J.P. Morgan Pushing Tax-Aware Strategies for the Rich

At J.P. Morgan & Co.'s private bank, tax time is not the moment to start worrying about taxes.

The bank's portfolio managers work to convince their clients to be concerned about tax liability long before April 15-and before they allocate their funds to investments.

"There is only one thing you can do about your 1996 taxes: pay them," said Jean L.P. Brunel, J.P. Morgan managing director and the bank's chief investment strategist for private clients worldwide.

Mr. Brunel and colleague Gordon Fowler have been working for three years to get more clients into "tax-aware" strategies, which seek to curb tax liability by limiting realized gains on trades in portfolios during a given year.

The bankers say they are pushed by clients' growing recognition that blindly seeking absolute return can result in a big hit to their wallets come tax time.

"Experience indicates that taxes will not take care of themselves. One out of eight funds beat the S&P 500 after taxes," Mr. Brunel said.

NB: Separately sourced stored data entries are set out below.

PR #160, opened 2021-08-26
Sidebar minimize button

titkov49:
CHANGES:
- Return sidebar minimize (collapse) button
- Placed About module to the bottom of sidebar items list
- Fix bug with wrapping items when there are to many of them in sidebar (or when height of the screen is small)
- Change background of collapsed item when it is wrapped

**Note:**
I can't place About module's item just above minimize button because for some reason in that case collapse button disappear (some strange core-ui logic, it doesn't move anywhere, it literally disappears even if I wrap collapse button with simple div) 

https://user-images.githubusercontent.com/37152497/130993478-64c46721-4647-47a2-8fd7-35b938654ead.mov

### DIFF
--- a/src/containers/Sidebar/SidebarNavItems.js
+++ b/src/containers/Sidebar/SidebarNavItems.js
@@ -4,7 +4,9 @@ import { connect } from 'react-redux';
 import { Nav } from 'reactstrap';
 import SidebarItem from './SidebarItem';
 
-const SidebarNavItems = ({ navConfig, unauthorizedNavItems, unauthorizedNavChildren, sidebarItemsOrder }) => {
+const SidebarNavItems = ({
+	navConfig, unauthorizedNavItems, unauthorizedNavChildren
+}) => {
 
 	// Sort items based on config
 	const memoizedItemsList = useMemo(() => {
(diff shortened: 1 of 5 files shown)


src/containers/Sidebar/SidebarNavItems.js
```diff
@@ -4,7 +4,9 @@ import { connect } from 'react-redux';
 import { Nav } from 'reactstrap';
 import SidebarItem from './SidebarItem';
 
-const SidebarNavItems = ({ navConfig, sidebarItemsOrder }) => {
+import { AppSidebarMinimizer } from '@coreui/react';
```
Pe5h4, line 7: @titkov49 This component will let us reliant on `coreui` again and I suppose this is not intended. Can we build the minimizer component by ourselves?

Pe5h4 (changes requested):

src/containers/Sidebar/SidebarNavItems.js
titkov49: I suppose we can't because we use core-ui layout and Sidebar relies on body, Header and Footer. This would require to rewrite them as well in order to view everything correct. I don't think that it's really hard but still this is more complex task

Pe5h4 (approved):

ateska (approved):
Ok.

But I fully agree with comments ... we will likely depart from core-ui at one point, so this will need to be refactored (then).

PR #161, opened 2021-08-30
Add maxWidth to DataTable cell

t-pyrope:
maxWidth

### DIFF
--- a/src/containers/DataTable/Table.js
+++ b/src/containers/DataTable/Table.js
@@ -78,21 +78,26 @@ const TableCell = ({ obj, header, idx, showJson, jsonTheme }) => {
 		cell = <>{icon} {cell}</>;
 	}
 
+	const style = {
+		whiteSpace: "nowrap",
+		maxWidth: "260px",
+		textOverflow: "ellipsis",
+		overflow: "hidden"
+	}
+
 	return idx === 0 ? (
 			<th
 				className="data-table-th"
 				scope="row"
-				style={{
-					whiteSpace: "nowrap",
-					maxWidth: "40rem",
-					textOverflow: "ellipsis",
-					overflow: "hidden" 
-				}}
+				style={ style }
 			>
 				{cell}
 			</th>
 		) : (
-			<td className="pl-3 data-table-td" style={{ whiteSpace: "nowrap" }}>
+			<td
+				className="pl-3 data-table-td"
+				style={ style }
+			>
 				{cell}
 			</td>
 		);
--- a/src/containers/DataTable/Table.js
+++ b/src/containers/DataTable/Table.js
@@ -18,11 +18,14 @@ const TableCell = ({ obj, header, idx, showJson, jsonTheme }) => {
 		whiteSpace: "nowrap",
 		maxWidth: "40ch",
 		textOverflow: "ellipsis",
-		overflow: "hidden"
+		overflow: "hidden",
+		marginBottom: 0
 	}
 
 	if (header?.icon) {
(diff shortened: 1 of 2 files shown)


src/containers/DataTable/Table.js
```diff
@@ -78,21 +78,26 @@ const TableCell = ({ obj, header, idx, showJson, jsonTheme }) => {
 		cell = <>{icon} {cell}</>;
 	}
 
+	const style = {
+		whiteSpace: "nowrap",
+		maxWidth: "260px",
```
titkov49, line 83: Change this value to `30ch` or `40ch`

src/containers/DataTable/Table.js
```diff
@@ -78,21 +78,26 @@ const TableCell = ({ obj, header, idx, showJson, jsonTheme }) => {
...
 			<th
 				className="data-table-th"
 				scope="row"
-				style={{
-					whiteSpace: "nowrap",
-					maxWidth: "40rem",
-					textOverflow: "ellipsis",
-					overflow: "hidden" 
-				}}
+				style={ style }
```
titkov49, line 92: You shouldn't add maxWidth and ellipsis here. Add it only for links (line 50) and for common text (line 75).

src/containers/DataTable/Table.js
```diff
@@ -78,21 +78,26 @@ const TableCell = ({ obj, header, idx, showJson, jsonTheme }) => {
...
 			>
 				{cell}
 			</th>
 		) : (
-			<td className="pl-3 data-table-td" style={{ whiteSpace: "nowrap" }}>
+			<td
+				className="pl-3 data-table-td"
+				style={ style }
```
titkov49, line 99: You shouldn't add maxWidth and ellipsis here. Add it only for links (line 50) and for common text (line 75).

titkov49 (changes requested):

src/containers/DataTable/Table.js
t-pyrope: Are you sure about line 75 ? It's `else cell = obj[header.key] ? obj[header.key] : "-";` on it

t-pyrope: Oh, I see now! I was not right, sorry

titkov49: @t-pyrope yes, I'm sure. You should wrap `obj[header.key]` and `"-"` into some span and add styles there. Otherwise if you add styles on line 92 you will apply this styles to all other components (customComponent and datetime as well, but we don't want them to be limited by width)

src/containers/DataTable/Table.js
```diff
@@ -47,7 +54,7 @@ const TableCell = ({ obj, header, idx, showJson, jsonTheme }) => {
 
 	else if (header.link) {
 		const pathname = header.link.pathname + obj[header.link.key];
-		cell = obj[header.key] ? <Link to={{ pathname }} className="data-table-link">{icon} {obj[header.key]}</Link> : "-";
+		cell = obj[header.key] ? <Link style={ textLinkStyle } to={{ pathname }} className="data-table-link">{icon} {obj[header.key]}</Link> : "-";
```
titkov49, line 57: May I also ask you to break lines between props. We should break lines when there are 3 or more props for one component. If we write oneliners we may make code unreadable. BTW I always forget about this myself.
Otherwise it's good and approved.

titkov49 (approved):

Pe5h4 (approved):

PR #162, opened 2021-08-31
Refactor svcs attention required in list

titkov49:
Refactor svcs attention required based on workshop with Mithun and Ales


ateska (approved):

titkov49:
> Seeing this again - attentions are a dictionary - key is a `att_id` and the value is a dictionary with at least `_c` (creation time).

@ateska 
Currently `attention_required` is an array of dictionaries (each dictionary has `id` which is `att_id` we discussed). Currently we don't have creation time. I will tell Mithun about that.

Many J.P. Morgan clients have already elected to use tax-aware strategies. After rolling out two tax-aware mutual funds earlier this year- the JPM Pierpont Tax Aware Disciplined Equity Fund and the JPM Pierpont Tax Aware Equity Fund-assets under management in the strategies top $10 billion.

J.P. Morgan's timing is right, according to the Institute for Private Investors, a New York-based networking, education, and research organization for wealthy individuals and their advisers.

Seventy percent of its nonadviser members, who each have at least $10 million of assets, stated in a survey last year that they expect their equity managers to manage portfolios with taxes in mind.

"In the old days, everyone looked at managers' net of fees, but on a pretax basis," said Robert Rowan, director of the Institute for Private Investors.

"What they began to find is some of the managers began to look very different on an after-tax basis," he added. "Fees and taxes are two of the biggest things that weigh down their portfolios."

In the survey, the average institute member rated the importance of tax implications a 3 on a scale of 1 to 5. The track record of money managers rated a 4.2, while fees rated less than 3.

"People are getting more sensitized to the effect of taxes," said Mr. Fowler, J.P. Morgan's managing director for U.S. private client investment management. "And if we have a less spectacular or normal stock market, people are going to be looking at ways of adding value."